Which brings me to another potential bright spot to come out of all this: contactless payments may finally come of age. The European Banking Authority in March urged payment services providers to make more contactless payment options available to consumers in the European Union in light of "the exceptional circumstances caused by the spread of COVID-19 across the globe." The EBA also urged PSPs to raise transaction ceilings for contactless payments to 50 Euros (or about $55), as allowed under EU rules.
While there is little definitive information that COVID-19 can be spread through currency, the news agency Reuters reported that some European merchants are refusing to handle cash, encouraging contactless payments instead. Contactless payments can be completed using a mobile device (think Apple Pay or Samsung Pay) or a credit/debit card with an imbedded NFC chip.
The concept has been catching on in a lot of countries, though not so much in the United States. Visa claims that 48 percent of in-person transactions (outside the United States) now are contactless.
The U.S. numbers are certain to change. All of the leading card issuers (American Express, Bank of America, Capital One, Chase, Citi, Discover and Wells Fargo) have or are in the process of issuing contactless cards to their vast portfolios.
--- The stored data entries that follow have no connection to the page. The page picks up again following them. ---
PR #8293, opened 2026-06-17
feat(cli): add artifact references and import/export commands

### LINKED ISSUE #8268: CLI: Support artifact references and import/export
## Description

Add support for artifact references and import/export operations in the CLI.

### Artifact References
- List outbound and inbound references for an artifact version
- Support table and JSON output formats

### Import and Export
- Export registry data to a ZIP file (full or group-scoped)
- Import registry data from a ZIP file
- Support `--no-require-empty` and `--no-preserve-ids` flags

### ~~Storage Snapshots~~ (Removed)
- ~~Use the CLI to trigger storage snapshots~~
- Removed per Eric and Carles feedback — KafkaSQL-specific, requires admin access, not worth a CLI command.

## Parent Epic

- #7162 (Phase 5)

vandanayadav7:
## Summary

Adds artifact references and import/export commands to the CLI. Admin operations are grouped under `acr admin`.

Fixes #8268

## Usage

```bash
# List outbound references for a version
acr reference list -g my-group -a my-artifact 1.0.0

# List inbound references
acr reference list --inbound -g my-group -a my-artifact 1.0.0

# Export registry data
acr admin export --file backup.zip
acr admin export --file backup.zip --group my-group

# Import registry data
acr admin import --file backup.zip --no-require-empty
acr admin import --file backup.zip --no-require-empty --no-preserve-ids
```

## Behavior

| Scenario | Result |
|----------|--------|
| `reference list -a artifact 1.0.0` | Lists outbound references in table |
| `reference list --inbound -a artifact 1.0.0` | Lists inbound references |
| `reference list -o json` | JSON array of references |
| `admin export --file backup.zip` | Exports all data to ZIP |
| `admin export --file backup.zip --group G` | Exports group-scoped data |
| `admin import --file backup.zip` | Imports into empty registry |
| `admin import --no-require-empty` | Allows import into non-empty registry |
| `admin import --no-preserve-ids` | Regenerates IDs instead of preserving originals |
| Invalid parent directory for export | Client-side validation error before server call |
| Non-existent artifact for references | Clear error via `validateArtifact()` |

## Changes

| File | Purpose |
|------|---------|
| `AdminCommand.java` | New — parent command grouping export/import under `acr admin` |
| `ExportCommand.java` | New — `acr admin export` with Vert.x HTTP client, `URI.resolve()`, output path validation, file cleanup on error, download timeout |
| `ImportCommand.java` | New — `acr admin import` with `--no-require-empty` and `--no-preserve-ids` flags |
| `ReferenceCommand.java` | New — `acr reference` parent command |
| `ReferenceListCommand.java` | New — `acr reference list` with inbound/outbound, table/JSON output, artifact validation |
| `Acr.java` | Registered `AdminCommand` and `ReferenceCommand` as subcommands |
| `Columns.java` | Added `REFERENCE_NAME` constant |
| `ReferenceCommandTest.java` | 7 tests: help, explicit reference setup via REST client, outbound table/JSON, inbound, error cases |
| `ImportExportCommandTest.java` | 11 tests: admin help, export, group export, import (empty/non-empty/no-preserve-ids), invalid directory, error cases. `@AfterAll` cleanup, `Assumptions` guards. |

## Design decisions

- **`acr admin` subcommand group**: Export/import are admin-only operations. Nesting under `acr admin` keeps the top-level namespace clean and makes the admin intent discoverable.
- **`--no-preserve-ids`** (not `--preserve-ids`): Follows the `--no-require-empty` pattern on the same command. When absent, server defaults apply (preserve=true). When present, sends explicit `false` headers.
- **Vert.x HTTP client for export download**: Uses `client.getHttpClient()` instead of `java.net.http.HttpClient`, consistent with `Update.java` and the CLI's native build configuration (JDK HTTP adapter is excluded for GraalVM compatibility).
- **Snapshot command removed**: Per Eric and Carles feedback — KafkaSQL-specific, requires admin access, not worth a CLI command.
- **Explicit references via REST client in tests**: CLI's `artifact create` doesn't support `--references`, so test setup creates artifacts with explicit references via the registry SDK for deterministic test behavior.

## Test plan
- [x] `acr admin --help` shows export/import subcommands
- [x] `acr admin export --file backup.zip` exports data (valid ZIP verified)
- [x] `acr admin export --file backup.zip --group G` exports group-scoped data
- [x] `acr admin export --file /nonexistent/dir/file.zip` fails with validation error
- [x] `acr admin import --file backup.zip --no-require-empty` imports data
- [x] `acr admin import --no-preserve-ids` regenerates IDs
- [x] `acr admin import` into non-empty registry fails with clear error
- [x] `acr reference list` shows outbound references in table and JSON
- [x] `acr reference list --inbound` shows inbound references
- [x] Non-existent artifact fails with clear validation error
- [x] 18 tests pass across ReferenceCommandTest (7), ImportExportCommandTest (11)
- [x] Manual E2E testing on podman verified all scenarios

### DIFF
--- a/cli/src/main/java/io/apicurio/registry/cli/Acr.java
+++ b/cli/src/main/java/io/apicurio/registry/cli/Acr.java
@@ -1,5 +1,6 @@
 package io.apicurio.registry.cli;
 
+import io.apicurio.registry.cli.admin.AdminCommand;
 import io.apicurio.registry.cli.artifact.ArtifactCommand;
 import io.apicurio.registry.cli.auth.LoginCommand;
 import io.apicurio.registry.cli.auth.LogoutCommand;
@@ -8,6 +9,7 @@ import io.apicurio.registry.cli.config.ConfigPropertyCommand;
 import io.apicurio.registry.cli.context.ContextCommand;
 import io.apicurio.registry.cli.globalrule.GlobalRuleCommand;
 import io.apicurio.registry.cli.group.GroupCommand;
+import io.apicurio.registry.cli.reference.ReferenceCommand;
 import io.apicurio.registry.cli.rolemapping.RoleMappingCommand;
 import io.apicurio.registry.cli.search.SearchCommand;
 import io.apicurio.registry.cli.serverconfig.ServerConfigCommand;
@@ -30,6 +32,7 @@ import static picocli.CommandLine.ScopeType.INHERIT;
                 "     /_/"
         },
         subcommands = {
+                AdminCommand.class,
                 ArtifactCommand.class,
                 ConfigPropertyCommand.class,
                 ContentCommand.class,
@@ -39,6 +42,7 @@ import static picocli.CommandLine.ScopeType.INHERIT;
                 InstallCommand.class,
                 LoginCommand.class,
                 LogoutCommand.class,
+                ReferenceCommand.class,
                 RoleMappingCommand.class,
                 SearchCommand.class,
                 ServerConfigCommand.class,
--- a/cli/src/main/java/io/apicurio/registry/cli/admin/ExportCommand.java
+++ b/cli/src/main/java/io/apicurio/registry/cli/admin/ExportCommand.java
@@ -1,0 +1,156 @@
+package io.apicurio.registry.cli.admin;
+
+import io.apicurio.registry.cli.common.AbstractCommand;
+import io.apicurio.registry.cli.common.CliException;
+import io.apicurio.registry.cli.utils.OutputBuffer;
+import io.vertx.core.http.HttpMethod;
+import io.vertx.core.http.RequestOptions;
+import java.io.IOException;
+import java.net.URI;
+import java.nio.file.Files;
+import java.nio.file.Path;
+import java.util.concurrent.CompletableFuture;
+import java.util.concurrent.TimeUnit;
+import java.util.concurrent.TimeoutException;
+import org.jboss.logging.Logger;
+import picocli.CommandLine.Command;
+import picocli.CommandLine.Option;
+
+import static io.apicurio.registry.cli.common.CliException.APPLICATION_ERROR_RETURN_CODE;
+import static io.apicurio.registry.cli.common.CliException.VALIDATION_ERROR_RETURN_CODE;
+
+@Command(
+        name = "export",
+        description = "Export registry data to a ZIP file"
+)
+public class ExportCommand extends AbstractCommand {
+
+    private static final Logger log = Logger.getLogger(ExportCommand.class);
+    private static final int DOWNLOAD_TIMEOUT_SECONDS = 300;
+    private static final int HTTP_OK = 200;
+    private static final int DEFAULT_HTTP_PORT = 80;
+    private static final int DEFAULT_HTTPS_PORT = 443;
+    private static final String HTTPS_SCHEME = "https";
+
+    @Option(
+            names = {"-f", "--file"},
+            required = true,
+            description = "Output file path for the exported ZIP archive."
+    )
+    private String file;
+
+    @Option(
+            names = {"-g", "--group"},
+            description = "Export only data belonging to this group."
+    )
+    private String groupId;
+
+    @Override
+    public void run(final OutputBuffer output) throws Exception {
+        final var outputPath = Path.of(file);
+        final var parentDir = outputPath.getParent();
+        if (parentDir != null && !Files.isDirectory(parentDir)) {
+            throw new CliException("Parent directory does not exist: " + parentDir,
+                    VALIDATION_ERROR_RETURN_CODE);
+        }
+
+        final var registryClient = client.getRegistryClient();
+
+        final var downloadRef = registryClient.admin().export().get(r -> {
+            r.queryParameters.forBrowser = true;
+            r.queryParameters.groupId = groupId;
+        });
+
+        if (downloadRef == null || downloadRef.getHref() == null) {
+            throw new CliException("Server did not return a download reference.",
+                    APPLICATION_ERROR_RETURN_CODE);
+        }
+
+        final var baseUri = resolveBaseUri();
+        final var downloadUrl = baseUri.resolve(downloadRef.getHref());
+
+        downloadFile(downloadUrl, outputPath);
+
+        output.writeStdOutChunk(out ->
+                out.append("Registry data exported to '").append(file).append("'.\n"));
+    }
+
+    private URI resolveBaseUri() {
+        final var configModel = config.read();
+        final var contextName = configModel.getCurrentContext();
+        final var context = configModel.getContext().get(contextName);
+        final var registryUrl = context.getRegistryUrl();
+        final var suffix = "/apis/registry/v3";
+        final var idx = registryUrl.indexOf(suffix);
+        if (idx >= 0) {
+            return URI.create(registryUrl.substring(0, idx));
+        }
+        return URI.create(registryUrl);
+    }
+
+    private void downloadFile(final URI url, final Path outputPath) {
+        log.debugf("Downloading export from: %s", url);
+
+        try {
+            final var httpClient = client.getHttpClient();
+            final var future = new CompletableFuture<byte[]>();
+
+            final boolean ssl = HTTPS_SCHEME.equals(url.getScheme());
+            final int defaultPort = ssl ? DEFAULT_HTTPS_PORT : DEFAULT_HTTP_PORT;
+            final int port = url.getPort() != -1 ? url.getPort() : defaultPort;
+            final var requestOptions = new RequestOptions()
+                    .setMethod(HttpMethod.GET)
+                    .setPort(port)
+                    .setHost(url.getHost())
+                    .setURI(url.getPath() + (url.getQuery() != null ? "?" + url.getQuery() : ""))
+                    .setSsl(ssl);
+
+            httpClient.request(requestOptions)
+                    .onSuccess(req -> req.send()
+                            .onSuccess(response -> {
+                                if (response.statusCode() != HTTP_OK) {
+                                    future.completeExceptionally(new CliException(
+                                            "Failed to download export: HTTP " + response.statusCode(),
+                                            APPLICATION_ERROR_RETURN_CODE));
+                                    return;
+                                }
+                                response.body()
+                                        .onSuccess(buffer -> future.complete(buffer.getBytes()))
+                                        .onFailure(future::completeExceptionally);
+                            })
+                            .onFailure(future::completeExceptionally))
+                    .onFailure(future::completeExceptionally);
+
+            final var bytes = future.get(DOWNLOAD_TIMEOUT_SECONDS, TimeUnit.SECONDS);
+            Files.write(outputPath, bytes);
+        } catch (IOException ex) {
+            deleteQuietly(outputPath);
+            throw new CliException("Failed to write export file: " + ex.getMessage(), ex,
+                    APPLICATION_ERROR_RETURN_CODE);
+        } catch (InterruptedException ex) {
+            deleteQuietly(outputPath);
+            Thread.currentThread().interrupt();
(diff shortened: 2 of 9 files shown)


cli/src/main/java/io/apicurio/registry/cli/admin/ExportCommand.java
```diff
@@ -0,0 +1,92 @@
...
+            r.queryParameters.groupId = groupId;
+        });
+
+        if (downloadRef == null || downloadRef.getHref() == null) {
+            throw new CliException("Server did not return a download reference.",
+                    APPLICATION_ERROR_RETURN_CODE);
+        }
+
+        final var baseUrl = resolveBaseUrl();
+        final var downloadUrl = baseUrl + downloadRef.getHref();
```
EricWittmann: Consider using `URI.resolve(...)` instead of string concatenation here. With `baseUrl + href`, you could end up with doubled or malformed paths if the registry URL does not contain the expected `/apis/registry/v3` suffix (e.g. user configured just the base URL). `URI.resolve()` would handle relative vs absolute path hrefs more robustly.

cli/src/main/java/io/apicurio/registry/cli/admin/ExportCommand.java
```diff
@@ -0,0 +1,92 @@
...
+
+    @Option(
+            names = {"-g", "--group"},
+            description = "Export only data belonging to this group."
+    )
+    private String groupId;
+
+    @Override
+    public void run(final OutputBuffer output) throws Exception {
+        final var registryClient = client.getRegistryClient();
```
EricWittmann, line 57: The `--file` output path is not validated before making the server-side API call. If the parent directory does not exist or is not writable, the export will be generated on the server (consuming a download token) but the local file write will fail. Consider validating the output path upfront, similar to how `ImportCommand` validates its input file.

cli/src/main/java/io/apicurio/registry/cli/reference/ReferenceListCommand.java
```diff
@@ -0,0 +1,95 @@
...
+    public void run(final OutputBuffer output) throws Exception {
+        final var resolvedGroupId = IdUtil.resolveGroupId(groupId, config);
+        final var resolvedArtifactId = IdUtil.resolveArtifactId(artifactId, config);
+        final var registryClient = client.getRegistryClient();
+        IdUtil.validateGroup(registryClient, resolvedGroupId);
+
+        final var refType = inbound ? ReferenceType.INBOUND : ReferenceType.OUTBOUND;
+
+        final var references = Optional.ofNullable(
+                registryClient.groups().byGroupId(resolvedGroupId)
```
EricWittmann, line 68: Should `IdUtil.validateArtifact()` also be called here? Other commands that operate on a specific artifact validate both the group and the artifact before making the API call, which gives a clearer error message than a server-side 404.

cli/src/main/java/io/apicurio/registry/cli/admin/ImportCommand.java
```diff
@@ -0,0 +1,72 @@
...
+        final var registryClient = client.getRegistryClient();
+
+        try (InputStream inputStream = Files.newInputStream(filePath)) {
+            registryClient.admin().importEscaped().post(inputStream, r -> {
+                r.queryParameters.requireEmptyRegistry = !noRequireEmpty;
+                if (preserveIds) {
+                    r.headers.add(HEADER_PRESERVE_GLOBAL_ID, "true");
+                    r.headers.add(HEADER_PRESERVE_CONTENT_ID, "true");
+                }
+            });
```
EricWittmann, line 63: The `--preserve-ids` flag is effectively a no-op with the current server defaults. Here is what happens:

- When `--preserve-ids` is **absent**: no `X-Registry-Preserve-*` headers are sent. The server falls through to its config defaults (`apicurio.import.preserveGlobalId` and `apicurio.import.preserveContentId`), which are both `true`. So IDs are preserved.
- When `--preserve-ids` is **present**: headers are sent with value `"true"` — which matches the server default. IDs are preserved.

In both cases the behavior is identical. The flag never causes IDs to **not** be preserved.

To make this work as described in the PR ("Preserve global and content IDs during import"), you would need to either:
1. Always send the headers — `false` when the flag is absent, `true` when present, or
2. Rename to `--no-preserve-ids` and invert the logic (send `false` when the flag is present), which would also be consistent with the `--no-require-empty` pattern used on this same command.

cli/src/main/java/io/apicurio/registry/cli/Acr.java
```diff
@@ -31,13 +35,17 @@
                 ArtifactCommand.class,
                 ConfigPropertyCommand.class,
                 ContextCommand.class,
+                ExportCommand.class,
```
EricWittmann: `export`, `import`, and `snapshot` are admin-only operations (the PR description calls them "admin-level CLI features" and they live in the `io.apicurio.registry.cli.admin` package). Should these be nested under an `acr admin` subcommand group rather than registered as top-level commands? That would keep the top-level namespace cleaner and make the admin intent more discoverable (e.g. `acr admin export` / `acr admin import`).

cli/src/main/java/io/apicurio/registry/cli/admin/SnapshotCommand.java
```diff
@@ -0,0 +1,51 @@
...
+import picocli.CommandLine.Mixin;
+
+import static io.apicurio.registry.cli.common.CliException.APPLICATION_ERROR_RETURN_CODE;
+import static io.apicurio.registry.cli.utils.Columns.FIELD;
+import static io.apicurio.registry.cli.utils.Columns.SNAPSHOT_ID;
+import static io.apicurio.registry.cli.utils.Columns.VALUE;
+import static io.apicurio.registry.cli.utils.Mapper.MAPPER;
+
+@Command(
+        name = "snapshot",
```
EricWittmann: Is the `snapshot` command something we want in the CLI? Snapshots are a KafkaSQL-specific internal operation, and it will error on every other storage variant. Wondering if this is niche enough that it does not need a dedicated CLI command. @carlesarnal — what do you think?

cli/src/test/java/io/apicurio/registry/cli/ImportExportCommandTest.java
```diff
@@ -0,0 +1,164 @@
...
+                .as(withCliOutput("Should confirm import"))
+                .contains("imported from");
+    }
+
+    @Test
+    @Order(7)
+    public void testImportWithPreserveIds() {
+        out.getBuffer().setLength(0);
+        executeAndAssertSuccess("import", "--file", exportFile.toString(),
+                "--no-require-empty", "--preserve-ids");
```
EricWittmann: `testCleanup()` is a test method (`@Test @Order(8)`) doing teardown. If any earlier test fails or is skipped, this "test" may not run, leaving temp files behind. This should be an `@AfterAll` method instead. It also inflates the reported test count.

cli/src/test/java/io/apicurio/registry/cli/ImportExportCommandTest.java
```diff
@@ -0,0 +1,164 @@
...
+
+import java.nio.file.Files;
+import java.nio.file.Path;
+
+import static org.assertj.core.api.Assertions.assertThat;
+
+@QuarkusTest
+@TestMethodOrder(OrderAnnotation.class)
+public class ImportExportCommandTest extends AbstractCLITest {
+
```
EricWittmann, line 19: `exportFile` is a `static` field shared across ordered tests. If `testExport()` (Order 3) is skipped or fails, all subsequent tests that reference `exportFile` will NPE. Consider initializing this in a `@BeforeAll` method (or at minimum guarding with `Assumptions.assumeTrue(exportFile != null)` in the dependent tests).

jsenko (commented):
## PR #8293 Review: `feat(cli): add artifact references, import/export, and snapshot commands`

### Overall Assessment

This is the largest of the CLI PRs and covers significant ground: admin operations (export/import/snapshot) and artifact references. All previous Copilot comments (10) and Eric's comments (8) appear to be addressed:

- **`--preserve-ids` → `--no-preserve-ids`** with correct inverted logic ✓
- **`URI.resolve()` instead of string concatenation** for download URL ✓
- **File cleanup on error** via `deleteQuietly()` in all error paths ✓
- **Vert.x HTTP client** instead of standalone `java.net.http.HttpClient` ✓
- **Output path validation** before making the export API call ✓
- **`IdUtil.validateArtifact()`** added to `ReferenceListCommand` ✓
- **`acr admin` subcommand group** for export/import/snapshot ✓
- **`@AfterAll` cleanup** and `Assumptions` guards in tests ✓
- **Explicit references via REST client** in test setup ✓
- **Stronger assertions** in reference and snapshot tests ✓

Content-Type for import is handled automatically by the Kiota client (`application/zip`), so that Copilot concern was a non-issue.

---

### Issues

**1. Export loads entire ZIP into memory before writing to disk**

And at least one major retailer – Costco – has contactless terminals in place for consumers with its co-branded credit cards (issued by Citi) to use the contactless feature.
I can't help but think a lot of Americans are now weary of using PIN pads that countless others have used before them, and will embrace contactless cards more enthusiastically than they have the various mobile pays, even after the pandemic passes. We live in difficult times. But it's important to remember that no one is alone – we're all in this together. And while change can be difficult, particularly when thrust upon us, payments professionals are a resourceful and resilient lot.